BEGIN

PR #2004, opened 2025-07-29
Fuse amax computation into activation kernel

janekb04:
# Description

This PR fuses amax computation into activation (both forward and backward) kernels for non-quantized outputs when using FP8 current scaling removing a call to `nvte_compute_amax`.

image

## Type of change

- [ ] Infra/Build change
- [x] Code refactoring

## Changes

- (646062940a1e768f7738e36e4acc4f814b5abe70) Compute amax in activation kernels when the output pointer is provided, even for non-fp8 outputs
- (234774a38ef04f6b06bff0285ac20dcf492eaa5a) Initialize metatensor values for the `Float8CurrentScalingQuantizer` to avoid using atomic max on uninitialized amax
- (8a686d6c88a6fa2532758f53d30ffcb2e3ec83d1) Fuse computation of amax into the activation kernel for fp8 current scaling. Adds two new member functions to `Float8CurrentScalingQuantizer`.
```cpp
class Float8CurrentScalingQuantizer : public Quantizer {
 public:
  ...

  /*! @brief Convert to a quantized data format avoiding amax computation */
  void quantize_with_amax(TensorWrapper& input, TensorWrapper& out,
                          const std::optional<TensorWrapper>& noop_flag = std::nullopt);

 private:
  void quantize_impl(const TensorWrapper& input, TensorWrapper& out,
                     const std::optional<TensorWrapper>& noop_flag, bool compute_amax);
}
```

# Checklist:

### DIFF
--- a/transformer_engine/pytorch/csrc/extensions/activation.cpp
+++ b/transformer_engine/pytorch/csrc/extensions/activation.cpp
@@ -32,8 +32,17 @@ py::object activation_helper(const at::Tensor& input, py::handle quantizer, int 
     // Compute activation directly
     NVTE_SCOPED_GIL_RELEASE(
         { act_func(input_cpp.data(), out_cpp.data(), at::cuda::getCurrentCUDAStream()); });
+  } else if (detail::IsFloat8CurrentScalingQuantizers(quantizer.ptr())) {
+    // Compute activation in high-precision fused together with amax, then quantize.
+
+    auto quantizer_cpp_cs = dynamic_cast<Float8CurrentScalingQuantizer *>(quantizer_cpp.get());
+    auto [temp_cpp, _] = quantizer_cpp_cs->create_hp_tensor_with_amax(output_shape, fake_dtype);
+    NVTE_SCOPED_GIL_RELEASE(
+        { act_func(input_cpp.data(), temp_cpp.data(), at::cuda::getCurrentCUDAStream()); });
+    quantizer_cpp_cs->quantize_with_amax(temp_cpp, out_cpp);
   } else {
     // Compute activation in high-precision, then quantize
+    
     auto [temp_cpp, _] = NoneQuantizer(py::none()).create_tensor(output_shape, fake_dtype);
     NVTE_SCOPED_GIL_RELEASE(
         { act_func(input_cpp.data(), temp_cpp.data(), at::cuda::getCurrentCUDAStream()); });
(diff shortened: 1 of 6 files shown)


transformer_engine/pytorch/csrc/extensions/activation.cpp
```diff
@@ -32,8 +32,17 @@ py::object activation_helper(const at::Tensor& input, py::handle quantizer, int
     // Compute activation directly
     NVTE_SCOPED_GIL_RELEASE(
         { act_func(input_cpp.data(), out_cpp.data(), at::cuda::getCurrentCUDAStream()); });
+  } else if (detail::IsFloat8CurrentScalingQuantizers(quantizer.ptr())) {
+    // Compute activation in high-precision fused together with amax, then quantize.
+
+    auto quantizer_cpp_cs = dynamic_cast<Float8CurrentScalingQuantizer*>(quantizer_cpp.get());
+    auto [temp_cpp, _] = quantizer_cpp_cs->create_hp_tensor_with_amax(output_shape, fake_dtype);
+    NVTE_SCOPED_GIL_RELEASE(
+        { act_func(input_cpp.data(), temp_cpp.data(), at::cuda::getCurrentCUDAStream()); });
```
timmoon10, line 41: We need to zero out the amax if we reuse the quantizer in multiple steps:
```suggestion
    quantizer_cpp_cs->amax.zeros_();  // or fill_(0)?
    NVTE_SCOPED_GIL_RELEASE(
        { act_func(input_cpp.data(), temp_cpp.data(), at::cuda::getCurrentCUDAStream()); });
```
Similar for the backward pass.

transformer_engine/pytorch/tensor/float8_tensor.py
```diff
@@ -229,8 +229,8 @@ def __init__(
         amax_epsilon: float = 0.0,
     ) -> None:
         super().__init__(rowwise=rowwise, columnwise=columnwise)
-        self.scale = torch.empty(1, dtype=torch.float32, device=device)
-        self.amax = torch.empty(1, dtype=torch.float32, device=device)
+        self.scale = torch.ones(1, dtype=torch.float32, device=device)
+        self.amax = torch.zeros(1, dtype=torch.float32, device=device)
```
timmoon10: This will add some kernel launches when constructing the quantizer. The values in these tensors will be wiped out each time the quantizer is used, so the initial value shouldn't have an effect.
```suggestion
        self.scale = torch.empty(1, dtype=torch.float32, device=device)
        self.amax = torch.empty(1, dtype=torch.float32, device=device)
```

transformer_engine/pytorch/csrc/extensions/activation.cpp
janekb04: I changed it to zero out the amax in [`create_hp_tensor_with_amax`](https://github.com/NVIDIA/TransformerEngine/pull/2004/commits/e4c40223b820dd00ec206f2ceb1f140b703ec6b8).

END

• _WHAT YOU NEED TO DO_:
Please find the lines in the data that contain the word "csrc" and copy them.

• _RESULT OF THIS TASK_:
--- a/transformer_engine/pytorch/csrc/extensions/activation.cpp
+++ b/transformer_engine/pytorch/csrc/extensions/activation.cpp
transformer_engine/pytorch/csrc/extensions/activation.cpp
transformer_engine/pytorch/csrc/extensions/activation.cpp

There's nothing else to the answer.